Task: Pick out each line of the records in which the word "cloud" appears.
--- START ---
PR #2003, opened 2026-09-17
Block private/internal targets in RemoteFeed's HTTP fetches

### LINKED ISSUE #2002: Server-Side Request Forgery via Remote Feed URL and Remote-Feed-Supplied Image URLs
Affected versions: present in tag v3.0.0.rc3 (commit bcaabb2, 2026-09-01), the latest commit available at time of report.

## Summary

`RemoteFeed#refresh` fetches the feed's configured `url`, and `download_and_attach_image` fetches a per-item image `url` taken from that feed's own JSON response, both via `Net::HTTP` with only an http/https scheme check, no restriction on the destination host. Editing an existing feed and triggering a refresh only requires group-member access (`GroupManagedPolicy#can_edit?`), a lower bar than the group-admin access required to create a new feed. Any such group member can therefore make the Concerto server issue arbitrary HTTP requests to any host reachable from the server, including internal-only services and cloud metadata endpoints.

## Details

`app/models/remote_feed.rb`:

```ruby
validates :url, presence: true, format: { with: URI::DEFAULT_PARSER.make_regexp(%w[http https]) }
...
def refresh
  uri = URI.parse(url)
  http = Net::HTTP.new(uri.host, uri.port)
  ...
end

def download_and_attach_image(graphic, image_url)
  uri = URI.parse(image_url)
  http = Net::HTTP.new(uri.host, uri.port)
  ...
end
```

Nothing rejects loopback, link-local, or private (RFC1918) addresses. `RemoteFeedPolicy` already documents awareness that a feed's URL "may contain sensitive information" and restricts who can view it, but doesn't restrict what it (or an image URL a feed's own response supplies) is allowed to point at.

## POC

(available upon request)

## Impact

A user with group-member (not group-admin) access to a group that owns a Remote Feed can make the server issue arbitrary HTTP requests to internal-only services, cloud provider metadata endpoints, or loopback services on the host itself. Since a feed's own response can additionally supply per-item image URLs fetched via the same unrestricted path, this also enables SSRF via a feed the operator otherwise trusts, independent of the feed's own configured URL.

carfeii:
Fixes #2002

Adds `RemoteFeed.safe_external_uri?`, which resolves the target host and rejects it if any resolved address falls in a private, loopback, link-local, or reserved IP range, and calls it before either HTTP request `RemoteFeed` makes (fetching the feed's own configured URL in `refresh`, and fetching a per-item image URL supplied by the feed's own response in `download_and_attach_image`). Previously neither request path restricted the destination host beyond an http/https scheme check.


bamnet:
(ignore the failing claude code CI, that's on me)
--- END ---
--- START ---
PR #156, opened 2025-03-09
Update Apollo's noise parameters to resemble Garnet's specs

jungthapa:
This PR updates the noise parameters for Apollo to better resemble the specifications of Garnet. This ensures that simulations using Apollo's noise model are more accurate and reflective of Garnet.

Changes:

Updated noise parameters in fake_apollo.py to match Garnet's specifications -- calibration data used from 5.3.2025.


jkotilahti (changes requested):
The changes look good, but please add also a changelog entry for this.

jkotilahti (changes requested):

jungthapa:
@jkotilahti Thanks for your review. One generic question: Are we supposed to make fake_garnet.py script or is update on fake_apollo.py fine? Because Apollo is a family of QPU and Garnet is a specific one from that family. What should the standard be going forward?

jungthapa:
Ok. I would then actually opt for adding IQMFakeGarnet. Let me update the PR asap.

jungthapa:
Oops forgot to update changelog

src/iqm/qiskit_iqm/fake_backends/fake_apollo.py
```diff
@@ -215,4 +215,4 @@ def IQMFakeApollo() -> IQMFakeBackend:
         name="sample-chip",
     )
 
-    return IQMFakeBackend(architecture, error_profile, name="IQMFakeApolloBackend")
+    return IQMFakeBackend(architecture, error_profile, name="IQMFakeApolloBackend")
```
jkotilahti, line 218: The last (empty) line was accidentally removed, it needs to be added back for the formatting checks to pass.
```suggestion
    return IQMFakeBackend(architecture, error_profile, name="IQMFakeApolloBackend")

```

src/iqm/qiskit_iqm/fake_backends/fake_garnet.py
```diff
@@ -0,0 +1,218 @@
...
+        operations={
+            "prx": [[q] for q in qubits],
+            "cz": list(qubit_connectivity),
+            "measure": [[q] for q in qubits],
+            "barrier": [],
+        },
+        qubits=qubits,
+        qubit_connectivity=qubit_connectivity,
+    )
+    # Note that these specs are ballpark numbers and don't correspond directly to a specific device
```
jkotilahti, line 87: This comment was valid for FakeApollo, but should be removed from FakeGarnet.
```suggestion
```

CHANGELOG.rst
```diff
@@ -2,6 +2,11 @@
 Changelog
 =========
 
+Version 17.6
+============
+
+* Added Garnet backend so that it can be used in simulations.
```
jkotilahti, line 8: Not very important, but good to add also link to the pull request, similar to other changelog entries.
--- END ---
Exercise answer:
`RemoteFeed#refresh` fetches the feed's configured `url`, and `download_and_attach_image` fetches a per-item image `url` taken from that feed's own JSON response, both via `Net::HTTP` with only an http/https scheme check, no restriction on the destination host. Editing an existing feed and triggering a refresh only requires group-member access (`GroupManagedPolicy#can_edit?`), a lower bar than the group-admin access required to create a new feed. Any such group member can therefore make the Concerto server issue arbitrary HTTP requests to any host reachable from the server, including internal-only services and cloud metadata endpoints.
A user with group-member (not group-admin) access to a group that owns a Remote Feed can make the server issue arbitrary HTTP requests to internal-only services, cloud provider metadata endpoints, or loopback services on the host itself. Since a feed's own response can additionally supply per-item image URLs fetched via the same unrestricted path, this also enables SSRF via a feed the operator otherwise trusts, independent of the feed's own configured URL.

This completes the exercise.